PR #2416, opened 2026-05-07
feat(env): remove comptime env vars

mkroening:
The kernel is currently compiling the value of the following environment variables into the image:

- `NO_COLOR`
- `HERMIT_LOG_LEVEL_FILTER`
- `HERMIT_MTU`
- `HERMIT_MRG_RXBUF_SIZE`
- `HERMIT_IP`
- `HERMIT_GATEWAY`
- `HERMIT_MASK`
- `HERMIT_DNS1`
- `HERMIT_DNS2`
- `UHYVE_MOUNT`

The following variables are only set via the runtime environment:

- `HERMIT_PCAP_PATH`

The following variables affect the compilation but are not visible to the kernel:

- `HERMIT_CAREFUL` (via xtask)
- `HERMIT_LOG_STATIC_MAX_LEVEL` (future, via xtask)
- `HERMIT_MANIFEST_DIR` (wrapper crate only)

This PR proposes making all kernel-visible environment variables runtime-only, since there is no inherent benefit of compiling them into the image. Instead, they should be set via kernel args (e.g., `env=NO_COLOR=1`). This avoids recompilation and forces users to not compile them into the image. This also reduces maintenance of the wrapper crate by reducing the rebuild-inducing env vars.

What are your opinions on this? I am also fine with going into the other direction, if that turns out to be the consensus.

Depends on:
- https://github.com/hermit-os/kernel/pull/2415
- https://github.com/hermit-os/kernel/pull/2638

PR #2540, opened 2026-07-09
feat(xtask): add support for custom VMM and Hermit args

mkroening:
This PR adds support for passing custom arguments to VMM and Hermit when using xtask. This allows you to set runtime environment variables via Hermit arguments, for example, which is necessary for https://github.com/hermit-os/kernel/pull/2416 to be useful.

Instead of

```bash
HERMIT_LOG_LEVEL_FILTER=trace cargo xtask ci rs --arch x86_64 --package rusty_demo qemu
```

You would now do

```bash
cargo xtask ci rs --arch x86_64 --package rusty_demo qemu -- -- env=HERMIT_LOG_LEVEL_FILTER=trace
```

### DIFF
--- a/xtask/src/ci/firecracker.rs
+++ b/xtask/src/ci/firecracker.rs
@@ -5,22 +5,32 @@ use anyhow::Result;
 use clap::Args;
 use xshell::cmd;
 
+use crate::ci;
+
 /// Run image on Firecracker.
 #[derive(Args)]
 pub struct Firecracker {
 	/// Run Firecracker using `sudo`.
 	#[arg(long)]
 	sudo: bool,
+
+	/// Arguments to pass to Firecracker and Hermit, separated by another `--`.
+	#[arg(last = true)]
+	firecracker_and_hermit_args: Vec<String>,
 }
 
 impl Firecracker {
 	pub fn run(self, image: &Path, smp: usize) -> Result<()> {
 		let sh = crate::sh()?;
 
+		let (firecracker_args, hermit_args) = ci::split_args(&self.firecracker_and_hermit_args);
+		let quoted_hermit_args = shlex::try_join(hermit_args.iter().map(AsRef::as_ref))?;
+
 		let config = format!(
 			include_str!("firecracker_vm_config.json"),
 			kernel_image_path = "hermit-loader-x86_64-fc",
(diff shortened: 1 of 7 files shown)


xtask/src/ci/firecracker.rs
```diff
@@ -5,22 +5,31 @@ use anyhow::Result;
...
 	pub fn run(self, image: &Path, smp: usize) -> Result<()> {
 		let sh = crate::sh()?;
 
+		let (firecracker_args, hermit_args) = ci::split_args(&self.firecracker_and_hermit_args);
+
 		let config = format!(
 			include_str!("firecracker_vm_config.json"),
 			kernel_image_path = "hermit-loader-x86_64-fc",
 			initrd_path = image.display(),
+			boot_args = hermit_args.join(" "),
```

Your task
Copy the material above exactly. Include every line.

Response box
PR #2416, opened 2026-05-07
feat(env): remove comptime env vars

mkroening:
The kernel is currently compiling the value of the following environment variables into the image:

- `NO_COLOR`
- `HERMIT_LOG_LEVEL_FILTER`
- `HERMIT_MTU`
- `HERMIT_MRG_RXBUF_SIZE`
- `HERMIT_IP`
- `HERMIT_GATEWAY`
- `HERMIT_MASK`
- `HERMIT_DNS1`
- `HERMIT_DNS2`
- `UHYVE_MOUNT`

The following variables are only set via the runtime environment:

- `HERMIT_PCAP_PATH`

The following variables affect the compilation but are not visible to the kernel:

- `HERMIT_CAREFUL` (via xtask)
- `HERMIT_LOG_STATIC_MAX_LEVEL` (future, via xtask)
- `HERMIT_MANIFEST_DIR` (wrapper crate only)

This PR proposes making all kernel-visible environment variables runtime-only, since there is no inherent benefit of compiling them into the image. Instead, they should be set via kernel args (e.g., `env=NO_COLOR=1`). This avoids recompilation and forces users to not compile them into the image. This also reduces maintenance of the wrapper crate by reducing the rebuild-inducing env vars.

What are your opinions on this? I am also fine with going into the other direction, if that turns out to be the consensus.

Depends on:
- https://github.com/hermit-os/kernel/pull/2415
- https://github.com/hermit-os/kernel/pull/2638

PR #2540, opened 2026-07-09
feat(xtask): add support for custom VMM and Hermit args

mkroening:
This PR adds support for passing custom arguments to VMM and Hermit when using xtask. This allows you to set runtime environment variables via Hermit arguments, for example, which is necessary for https://github.com/hermit-os/kernel/pull/2416 to be useful.

Instead of

```bash
HERMIT_LOG_LEVEL_FILTER=trace cargo xtask ci rs --arch x86_64 --package rusty_demo qemu
```

You would now do

```bash
cargo xtask ci rs --arch x86_64 --package rusty_demo qemu -- -- env=HERMIT_LOG_LEVEL_FILTER=trace
```

### DIFF
--- a/xtask/src/ci/firecracker.rs
+++ b/xtask/src/ci/firecracker.rs
@@ -5,22 +5,32 @@ use anyhow::Result;
 use clap::Args;
 use xshell::cmd;
 
+use crate::ci;
+
 /// Run image on Firecracker.
 #[derive(Args)]
 pub struct Firecracker {
 	/// Run Firecracker using `sudo`.
 	#[arg(long)]
 	sudo: bool,
+
+	/// Arguments to pass to Firecracker and Hermit, separated by another `--`.
+	#[arg(last = true)]
+	firecracker_and_hermit_args: Vec<String>,
 }
 
 impl Firecracker {
 	pub fn run(self, image: &Path, smp: usize) -> Result<()> {
 		let sh = crate::sh()?;
 
+		let (firecracker_args, hermit_args) = ci::split_args(&self.firecracker_and_hermit_args);
+		let quoted_hermit_args = shlex::try_join(hermit_args.iter().map(AsRef::as_ref))?;
+
 		let config = format!(
 			include_str!("firecracker_vm_config.json"),
 			kernel_image_path = "hermit-loader-x86_64-fc",
(diff shortened: 1 of 7 files shown)


xtask/src/ci/firecracker.rs
```diff
@@ -5,22 +5,31 @@ use anyhow::Result;
...
 	pub fn run(self, image: &Path, smp: usize) -> Result<()> {
 		let sh = crate::sh()?;
 
+		let (firecracker_args, hermit_args) = ci::split_args(&self.firecracker_and_hermit_args);
+
 		let config = format!(
 			include_str!("firecracker_vm_config.json"),
 			kernel_image_path = "hermit-loader-x86_64-fc",
 			initrd_path = image.display(),
+			boot_args = hermit_args.join(" "),
```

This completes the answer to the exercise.